# [TASK DETAILS]
An exact copy of every entry is the required answer.

** Opening DATASET block **

PR #1486, opened 2025-02-15
Explicitly use `python3` and `pip3` executables

timmoon10:
# Description

Not all systems configure `python` to point to the Python 3 executable. For example, try installing Python in an Ubuntu Docker container and calling `python`:
```bash
docker run ubuntu:24.04 bash -c "apt-get update && apt-get install -y python3 && python --version"
```
This will fail with:
```
bash: line 1: python: command not found
```
This PR explicitly specifies `python3` and `pip3` so it can work on such systems. This will be especially helpful for testing.

I've also replaced some Python executables (Pylint, cpplint, pre-commit) with `python -m`. I don't like running containers as root, so Pip installs locally and the executables are not in my `PATH`.

## Type of change

- [ ] Infra/Build change
- [x] Code refactoring

## Changes

- Explicitly use `python3` and `pip3` instead of `python` and `pip`
- Run Pylint, cpplint, and pre-commit with `python -m` 

# Checklist:


ptrendx (approved):

qa/L0_jax_unittest/test.sh
```diff
@@ -4,20 +4,20 @@
...
 set -xe
 
-pip install "nltk>=3.8.2"
-pip install pytest==8.2.1
+pip3 install "nltk>=3.8.2"
+pip3 install pytest==8.2.1
 : ${TE_PATH:=/opt/transformerengine}
 
-pytest -c $TE_PATH/tests/jax/pytest.ini -v $TE_PATH/tests/jax -k 'not distributed' --ignore=$TE_PATH/tests/jax/test_praxis_layers.py
+python3 -m pytest -c $TE_PATH/tests/jax/pytest.ini -v $TE_PATH/tests/jax -k 'not distributed' --ignore=$TE_PATH/tests/jax/test_praxis_layers.py
```
KshitijLakhani, line 11: @timmoon10 This should also be helpful if there's multiple pytest versions right (by using the one in the current environment) ?

KshitijLakhani (approved):
@timmoon10 Is there a need to make this change in any of the below or is the scope limited to testing code only ?
1. `build_wheels.sh` 
2. nit: assert String in `jax/__init__.py` and `pytorch/__init__.py` 
3. nit: FA string in `attention.py` 

Do we also plan to go explicit with the `pip3` usage in the README docs or is that out of scope ?

Static code review. LGTM !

** Closing DATASET block **

# [TASK OUTPUT]
PR #1486, opened 2025-02-15
Explicitly use `python3` and `pip3` executables

timmoon10:
# Description

Not all systems configure `python` to point to the Python 3 executable. For example, try installing Python in an Ubuntu Docker container and calling `python`:
```bash
docker run ubuntu:24.04 bash -c "apt-get update && apt-get install -y python3 && python --version"
```
This will fail with:
```
bash: line 1: python: command not found
```
This PR explicitly specifies `python3` and `pip3` so it can work on such systems. This will be especially helpful for testing.

I've also replaced some Python executables (Pylint, cpplint, pre-commit) with `python -m`. I don't like running containers as root, so Pip installs locally and the executables are not in my `PATH`.

## Type of change

- [ ] Infra/Build change
- [x] Code refactoring

## Changes

- Explicitly use `python3` and `pip3` instead of `python` and `pip`
- Run Pylint, cpplint, and pre-commit with `python -m` 

# Checklist:


ptrendx (approved):

qa/L0_jax_unittest/test.sh
```diff
@@ -4,20 +4,20 @@
...
 set -xe
 
-pip install "nltk>=3.8.2"
-pip install pytest==8.2.1
+pip3 install "nltk>=3.8.2"
+pip3 install pytest==8.2.1
 : ${TE_PATH:=/opt/transformerengine}
 
-pytest -c $TE_PATH/tests/jax/pytest.ini -v $TE_PATH/tests/jax -k 'not distributed' --ignore=$TE_PATH/tests/jax/test_praxis_layers.py
+python3 -m pytest -c $TE_PATH/tests/jax/pytest.ini -v $TE_PATH/tests/jax -k 'not distributed' --ignore=$TE_PATH/tests/jax/test_praxis_layers.py
```
KshitijLakhani, line 11: @timmoon10 This should also be helpful if there's multiple pytest versions right (by using the one in the current environment) ?

KshitijLakhani (approved):
@timmoon10 Is there a need to make this change in any of the below or is the scope limited to testing code only ?
1. `build_wheels.sh` 
2. nit: assert String in `jax/__init__.py` and `pytorch/__init__.py` 
3. nit: FA string in `attention.py` 

Do we also plan to go explicit with the `pip3` usage in the README docs or is that out of scope ?

Static code review. LGTM !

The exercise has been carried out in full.